We all think we should be entitled to claim travel to work as its part of the cost of earning our income. But unfortunately the ATO basically consider that getting “to and from” work is private.
What trips are work-related?
You cannot claim the cost of normal trips between home and work.
You cannot claim even if: – This info is straight from the ATO
You do minor tasks – for example, picking up the mail on the way to work or home
You have to travel between home and work more than once a day
You are ‘on call’ – for example, you are on standby duty and your employer contacts you at home to come into work
There is no public transport near where you work
You work outside normal business hours – for example, shift work or overtime
Your home is a place of business and you travel directly to a place of employment.

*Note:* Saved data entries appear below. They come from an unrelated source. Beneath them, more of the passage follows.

PR #230, opened 2022-03-08
[Search git status] fix extra quotes from spaced file paths

### LINKED ISSUE #220: search git search status doesn’t work for files with spaces
## Describe the bug

The file paths outputted by git status, when there is a space in the path, are not valid. They contain an extra layer of quotes.

## Steps to reproduce

touch "a b.txt"
select "a b.txt" in search git status
notice the output is `'"a b.txt"'`, and if you try to cat it you'll get `cat: "a b.txt": No such file or directory`

## Comments
Looking for contributors to fix this one! @kidonng if you're interested 😉
The test `tests/search_git_status/outputs_right_paths.fish` will also need to be updated. It attempts to test paths with spaces but it's not catching the bug :(

PatrickF1:
This fixes a bug where file paths outputted by search git status include an extra layer of single quotes if the path includes a space. Turns out this is because we string escape all our paths before writing them to the command line but git status already string escapes paths with spaces.

Fixes #220

### DIFF
--- a/functions/_fzf_search_git_status.fish
+++ b/functions/_fzf_search_git_status.fish
@@ -25,7 +25,7 @@ function _fzf_search_git_status --description "Search the output of git status. 
                 end
             end
 
-            commandline --current-token --replace -- (string escape -- $cleaned_paths | string join ' ')
+            commandline --current-token --replace -- (string join ' ' $cleaned_paths)
         end
     end
 
--- a/tests/search_git_status/outputs_right_paths.fish
+++ b/tests/search_git_status/outputs_right_paths.fish
@@ -1,10 +1,11 @@
-set files "filename_with_*.txt" "filename with space.csv"
+set files "filename_with_*.txt" "filename with space.csv" tests/_resources/nestedfilename
 touch $files
 mock commandline \* ""
 mock commandline "--current-token --replace --" "echo \$argv"
 set --export --append FZF_DEFAULT_OPTS "--filter='filename'"
+
 set actual (_fzf_search_git_status)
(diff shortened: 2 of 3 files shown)


tests/wrapper/doesnt_clobber_env.fish
```diff
@@ -1,5 +1,6 @@
 set --global --export SHELL /bin/sh
-# don't set FZF_DEFAULT_OPTS so it will set one
+# erase FZF_DEFAULT_OPTS so that one will be set by the wrapper function
+set --erase FZF_DEFAULT_OPTS
```
PatrickF1, line 3: out of scope change to facilitate local tests where I do have a FZF_DEFAULT_OPTS set already

functions/_fzf_search_git_status.fish
```diff
@@ -25,7 +25,7 @@ function _fzf_search_git_status --description "Search the output of git status.
                 end
             end
 
-            commandline --current-token --replace -- (string escape -- $cleaned_paths | string join ' ')
```
PatrickF1, line 28: Turns out this is unnecessary because git status already escapes filenames with spaces in them

tests/search_git_status/outputs_right_paths.fish
```diff
@@ -1,10 +1,11 @@
-set files "filename_with_*.txt" "filename with space.csv"
+set files "filename_with_*.txt" "filename with space.csv" tests/_resources/nestedfilename
```
PatrickF1, line 1: updated test to also test it works for nested filenames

You can claim the cost of trips between home and work where:
You use your car because you have to carry bulky tools or equipment that you use for work – for example, an extension ladder or cello and there is no secure place for you to leave them at work
Your home is a base of employment – you start your work at home and travel to a workplace to continue the work, or
You have shifting places of employment – you regularly work at more than one site each day before returning home.
Travel between two workplaces
You can claim the cost of using your car to travel directly between two separate places of employment – for example, when you have a second job.
Craig uses his own car to travel from his normal place of employment to his second job as a waiter. After finishing work as a waiter, he travels directly home.
The cost of travel from his normal workplace to his second job is an allowable deduction. However, Craig cannot claim the cost of traveling from his second job to his home.
You can claim the cost of using your car to travel:
From your normal workplace to an alternative workplace – for example, a client’s premises – while still on duty and back to your normal workplace or directly home
From your home to an alternative workplace for work purposes and then to your normal workplace or directly home.
Or the boss asks you to work at another location for the day.
You are considered to be an itinerant worker if you have shifting places of work and regularly travel to more than one work site each day before returning home.
The following characteristics will assist you in determining if your work is itinerant:
Travel is a fundamental part of your work
You have a series of workplaces as part of your regular employment
Your regularly work at more than one site each day before returning home.
Other factors that may indicate that your travel is itinerant (to a lesser degree) include:
You have a degree of uncertainty of location of your employment
Your home is the base of your employment
You can carry bulky equipment from home to different work sites
Your employer pays you a travel allowance in recognition that you need to travel continually between different work sites.